[Collected data entries]
Issue #124, opened 2015-10-29
glide version issues


michelleN:
@lanej and I ran into some issues related to the version of glide. Turns out we needed HEAD of glide and the glide installed using brew was not at HEAD. To fix the issue, we ran `brew uninstall glide` and ran ` go get github.com/Masterminds/glide`. 
This did the trick for us, so I figured if these instructions were in the README, it might help helm users by saving them some time.

PR #125, opened 2015-10-29
docs(README): add glide version warning

michelleN:
This resolves issue #124.


bacongobbler:
Alternatively, if you want to build from a tagged version of `glide`:

```
cd glide
git checkout 0.6.1
GO15VENDOREXPERIMENT=1 make bootstrap build
sudo make install
```

using `go get` just makes it a bit easier, too.

slack:
LGTM, we should come back to this when the next version of glide is released and recommend >= 0.6.2.

michelleN:
sure thing @slack

PR #133, opened 2015-11-02
fix(tests): reset log after test run

adamreese:


gabrtv:
This is probably better addressed with proper setup/teardown, but LGTM for now. ping @mboersma

mboersma:
>  probably better addressed with proper setup/teardown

> _Problem_: Each record above should be returned exactly as written.

> _Response to the task_:
Issue #124, opened 2015-10-29
glide version issues


michelleN:
@lanej and I ran into some issues related to the version of glide. Turns out we needed HEAD of glide and the glide installed using brew was not at HEAD. To fix the issue, we ran `brew uninstall glide` and ran ` go get github.com/Masterminds/glide`. 
This did the trick for us, so I figured if these instructions were in the README, it might help helm users by saving them some time.

PR #125, opened 2015-10-29
docs(README): add glide version warning

michelleN:
This resolves issue #124.


bacongobbler:
Alternatively, if you want to build from a tagged version of `glide`:

```
cd glide
git checkout 0.6.1
GO15VENDOREXPERIMENT=1 make bootstrap build
sudo make install
```

using `go get` just makes it a bit easier, too.

slack:
LGTM, we should come back to this when the next version of glide is released and recommend >= 0.6.2.

michelleN:
sure thing @slack

PR #133, opened 2015-11-02
fix(tests): reset log after test run

adamreese:


gabrtv:
This is probably better addressed with proper setup/teardown, but LGTM for now. ping @mboersma

mboersma:
>  probably better addressed with proper setup/teardown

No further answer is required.